NPCs at the Reading of the Will: When Real Life Runs on Bad Dialogue Trees
Some people show up to life like they’re straight out of a poorly coded video game – not the kind you’d choose to play but the kind you accidentally click on and can’t escape. Their dialogue options are limited, their empathy is permanently glitched and they just keep repeating the same tired lines, no matter what’s happening in the story.
Enter Bully, my very own Inheritance NPC.
He rolls up to the reading of the will with all the classic accessories: a shiny new pickup, a smug aura of self-entitlement and the emotional depth of a blank spreadsheet. Try to engage him in a real conversation? He short-circuits. Ask for fairness? He reboots into ‘But I’m owed more’. Confront him about ignoring texts and emails? New dialogue unlocked: ‘Well, I didn’t see that’.
Bully’s Dialogue Tree (Limited Options):
- ‘It’s not my responsibility.’
- ‘You always overreact.’
- ‘That’s not what happened.’
- ‘I don’t remember it that way.’
[End conversation]
Attempts at human connection? Insufficient empathy. Quest failed.
Dealing with an emotional NPC like Bully is like trying to have a heart-to-heart with a voicemail. You pour your soul out and all you get back are canned responses that don’t even pretend to care. But here’s the kicker: unlike in games, these NPCs can actually hurt you.

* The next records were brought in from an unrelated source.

PR #351, opened 2026-05-27
[fix] Add GCP identity token for Cloud Run service-to-service auth

### LINKED ISSUE #350: API calls from web server components fail with 403 — need GCP identity token for service-to-service auth
## Problem

The staging API Cloud Run service requires GCP Cloud Run IAM authentication (`roles/run.invoker` on the web workload SA — see `infra/terraform/cloud-run.tf: web_invoker_on_api`). Unauthenticated HTTP requests are rejected with 403 by Cloud Run infrastructure before reaching NestJS.

All server-side API calls from `apps/web` (server components, route handlers) currently make plain `fetch()` calls without a GCP identity token. This means every API call in the staging and production web app silently fails with 403, and server components swallow the error via `.catch()` wrappers.

## Discovered via

Staging integration test #345 — test 5 (`/api/health` route handler) returned 503 with `{"error":"api health returned 403"}` when calling the backend public `GET /health` endpoint.

## Root cause

The web app needs to obtain a GCP identity token from the GCP metadata service (`http://metadata.google.internal/...`) and pass it as `Authorization: Bearer <identity-token>` on every request to `API_URL`. This is standard Cloud Run service-to-service authentication (see [GCP docs](https://cloud.google.com/run/docs/authenticating/service-to-service)).

## Scope

Every place in `apps/web` that calls `fetch(`${API_URL}/...`)` needs to be updated:
- All server components (`fetchLiftRecords`, `fetchTrainingMaxHistory`, `fetchCycleDashboard`, `fetchUserSettings`, `fetchCustomPrograms`)
- Route handlers

A shared utility (e.g., `lib/api-client.ts`) should wrap `fetch()` with identity-token injection so the pattern isn't duplicated everywhere.

## Workaround

Currently, server components have `.catch()` wrappers that render empty/default state on API failure. The app appears to work but data never loads from the staging API.

## Acceptance criteria
- [ ] `lib/api-client.ts` (or equivalent) wraps `fetch()` and adds the GCP identity token when running on Cloud Run
- [ ] All `apps/web` server components and route handlers use the shared utility
- [ ] Staging integration test 5 (`/api/health`) tests the full path including identity-token-authenticated API calls
- [ ] Local dev still works (no metadata service → no identity token → no auth header needed for `localhost:3004`)

brownm09:
## Summary

- Extracts `getGcpIdentityToken()` from the health route into a shared `apps/web/lib/gcp-identity-token.ts` utility
- Updates `getAuthHeaders()` in `api.ts` to inject the GCP identity token as `Authorization: Bearer` (Cloud Run IAM) and the Clerk JWT as `X-Clerk-Authorization: Bearer` (NestJS AuthGuard) when running on Cloud Run
- Updates the NestJS `AuthGuard` to prefer `X-Clerk-Authorization` over `Authorization`, falling back to `Authorization` for browser clients and local dev (backward-compatible)

## Root cause

Cloud Run IAM rejects requests where `Authorization: Bearer` is not a valid GCP identity token. Server-side `apiFetch()` calls were sending a Clerk JWT there, getting 403 before NestJS was ever reached.

## Acceptance criteria

- [x] `lib/gcp-identity-token.ts` wraps the metadata service fetch and is imported by both `api.ts` and the health route
- [x] All server components and route handlers use the shared utility via `getAuthHeaders()`
- [x] Local dev unchanged (no metadata service → falls through to DEV_AUTH_TOKEN)
- [x] Staging integration test 5 (`/api/health`) passes once deployed — this test was failing with `{"error":"api health returned 403"}` before this fix

## Test results

```
@lifting-logbook/api  — Test Suites: 20 passed  |  Tests: 243 passed (all passing)
@lifting-logbook/web  — Test Suites: 3 passed   |  Tests: 28 passed
@lifting-logbook/core — all passing
```

Note: `@lifting-logbook/api` TypeScript build fails with Prisma type errors — pre-existing issue on `main`, not introduced by this PR.

## Compatibility matrix

| Caller | Authorization | X-Clerk-Authorization | Cloud Run IAM | NestJS Guard |
|---|---|---|---|---|
| Browser (Clerk JWT) | Bearer \<clerk-jwt\> | — | n/a | ✅ via Authorization |
| Local dev | Bearer dev-token | — | n/a | ✅ via Authorization |
| Server component (Cloud Run) | Bearer \<identity-token\> | Bearer \<clerk-jwt\> | ✅ | ✅ via X-Clerk-Authorization |
| No Clerk session | Bearer \<identity-token\> | — | ✅ | 401 (correct) |
| `GET /health` (public) | Bearer \<identity-token\> | — | ✅ | @Public(), skipped |

Closes #350

### DIFF
--- a/apps/api/src/auth/auth.guard.spec.ts
+++ b/apps/api/src/auth/auth.guard.spec.ts
@@ -1,0 +1,87 @@
+import { ExecutionContext, UnauthorizedException } from '@nestjs/common';
+import { Reflector } from '@nestjs/core';
+import { Test } from '@nestjs/testing';
+import { AuthGuard } from './auth.guard';
+import { AUTH_PROVIDER } from '../ports/tokens';
+import type { AuthUser } from '../ports/auth';
+
+const mockUser: AuthUser = { id: 'user_1', email: 'test@example.com', provider: 'clerk' };
+const mockAuthProvider = { verifyToken: jest.fn().mockResolvedValue(mockUser) };
+
+function makeContext(headers: Record<string, string>, isPublic = false): ExecutionContext {
+  return {
+    getHandler: () => ({}),
+    getClass: () => ({}),
+    switchToHttp: () => ({
+      getRequest: () => ({ headers, user: undefined }),
+    }),
+    // Reflector.getAllAndOverride is stubbed via the module; this lets the guard
+    // read IS_PUBLIC_KEY without a real Reflector call.
+    _isPublic: isPublic,
+  } as unknown as ExecutionContext;
+}
+
+describe('AuthGuard', () => {
+  let guard: AuthGuard;
+  let reflector: Reflector;
+
+  beforeEach(async () => {
+    mockAuthProvider.verifyToken.mockClear();
+    const module = await Test.createTestingModule({
+      providers: [
+        AuthGuard,
+        {
+          provide: Reflector,
+          useValue: { getAllAndOverride: jest.fn().mockReturnValue(false) },
+        },
+        { provide: AUTH_PROVIDER, useValue: mockAuthProvider },
+      ],
+    }).compile();
+
+    guard = module.get(AuthGuard);
+    reflector = module.get(Reflector);
+  });
+
+  it('allows @Public() routes without a token', async () => {
+    (reflector.getAllAndOverride as jest.Mock).mockReturnValue(true);
+    const ctx = makeContext({});
+    await expect(guard.canActivate(ctx)).resolves.toBe(true);
+    expect(mockAuthProvider.verifyToken).not.toHaveBeenCalled();
+  });
+
+  it('throws UnauthorizedException when no token header is present', async () => {
+    const ctx = makeContext({});
+    await expect(guard.canActivate(ctx)).rejects.toThrow(UnauthorizedException);
+  });
+
+  it('prefers x-clerk-authorization over authorization when both are present', async () => {
+    const clerkJwt = 'clerk-jwt-token';
+    const gcpToken = 'gcp-identity-token';
+    const request = { headers: { 'x-clerk-authorization': `Bearer ${clerkJwt}`, authorization: `Bearer ${gcpToken}` }, user: undefined };
+    const ctx = {
+      getHandler: () => ({}),
+      getClass: () => ({}),
+      switchToHttp: () => ({ getRequest: () => request }),
+    } as unknown as ExecutionContext;
+
+    await guard.canActivate(ctx);
+
+    expect(mockAuthProvider.verifyToken).toHaveBeenCalledWith(clerkJwt);
+    expect(request.user).toEqual(mockUser);
+  });
+
+  it('falls back to authorization when x-clerk-authorization is absent', async () => {
+    const clerkJwt = 'clerk-jwt-token';
+    const request = { headers: { authorization: `Bearer ${clerkJwt}` }, user: undefined };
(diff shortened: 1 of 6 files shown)


brownm09:
## Review: [fix] Add GCP identity token for Cloud Run service-to-service auth

### Summary

Needs revision before merging. The implementation is correct for the happy path (authenticated user on Cloud Run), but there is one blocking correctness bug: `getAuthHeaders()` returns an empty headers object when `identityToken` is available but `clerkToken` is null — the opposite of what the PR body's compatibility matrix documents. The fix is a 3-line addition. Everything else is clean: the extraction of `gcp-identity-token.ts`, the dual-header routing, and the `auth.guard.ts` fallback are all correct and well-structured.

---

### Blocking Findings

**[correctness]** `apps/web/lib/api.ts:54–64`

When `isCloudRun` is true and `getGcpIdentityToken()` succeeds but `clerkToken` is null (session expired, Clerk error, or unprotected route), both conditionals (`if (identityToken && clerkToken)` and `if (clerkToken)`) evaluate false and the function returns `{}` — no `Authorization` header. Cloud Run IAM then rejects the request with 403 before it reaches NestJS.

The PR body's compatibility matrix explicitly documents this case as `Authorization: Bearer <identity-token>` | Cloud Run IAM ✅ | NestJS 401 (correct). The code contradicts that documented intent: Cloud Run IAM never passes the request, so NestJS never returns 401.

**Fix:** Add an `identityToken`-only branch before the final `return {}`:

```typescript
if (identityToken && clerkToken) {
  return {
    Authorization: `Bearer ${identityToken}`,
    'X-Clerk-Authorization': `Bearer ${clerkToken}`,
  };
}
if (identityToken) {
  // No Clerk session — passes Cloud Run IAM; NestJS returns 401 for protected endpoints
  return { Authorization: `Bearer ${identityToken}` };
}
if (clerkToken) {
  console.warn('...');
  return { Authorization: `Bearer ${clerkToken}` };
}
return {};
```

---

### Non-Blocking Findings

**[maintainability]** `apps/api/src/auth/auth.guard.ts`

`auth.guard.spec.ts` does not exist (confirmed on the PR branch), so the new header-preference logic has no unit coverage. A regression that swaps the header priority would silently break all server-to-server API calls in staging and production; the only signal would be test 5 failing on the next staging deploy.

**Suggestion:** Add an `auth.guard.spec.ts` with two cases: (a) `x-clerk-authorization` present and `authorization` present → uses `x-clerk-authorization`; (b) only `authorization` present → uses `authorization`. The existing 243 API tests don't cover this guard behavior.

---

**[performance]** `apps/web/lib/api.ts:40–52`

`getToken()` and `getGcpIdentityToken()` are called sequentially. They're independent I/O operations; the metadata fetch has a 2-second timeout. On slow GCP metadata responses, every server-component render blocks for up to 2 seconds past the Clerk token acquisition time.

**Suggestion:** Use `Promise.all` if this becomes a perceptible latency contributor — low priority for current traffic but worth tracking as the app scales.

---

### Style Notes

The comment block in `gcp-identity-token.ts` (7 lines) explains the infrastructure constraint, the IAM binding location, and the null-return contract. This is exactly the "why" documentation warranted by a non-obvious constraint. The length is proportionate.

The `as string | undefined` casts in `auth.guard.ts` could silently drop multi-value header arrays (Fastify types headers as `string | string[]`), but this is an existing pattern in the codebase and the callers are fully under your control — not worth changing.

---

They can inherit the family land, withhold critical documents and sabotage any chance of peace – all while acting like they’re the protagonist of this story.
Spoiler alert: they’re not. They’re the glitch. You’re the one writing the story.
So, if you’re stuck in your own estate drama, wondering why someone seems programmed to destroy nuance and empathy, don’t take it personally. You’ve just unlocked the Advanced Narcissistic Behavior Pack (Inheritance Edition). It’s a DLC no one asked for, but here we are.
I’m over here dodging emotional landmines, taking notes and watching the cut-scene unfold. But I’m also rewriting the script, one where I don’t let the NPCs derail my story-line.
Lesson of the Day:
You can’t change an NPC’s dialogue tree but you can change the game. When someone’s stuck on a loop of bad behavior, stop trying to win their quest. Focus on your own story-line, set boundaries, protect your peace and let them glitch out in the background. You’re the player character here, not them.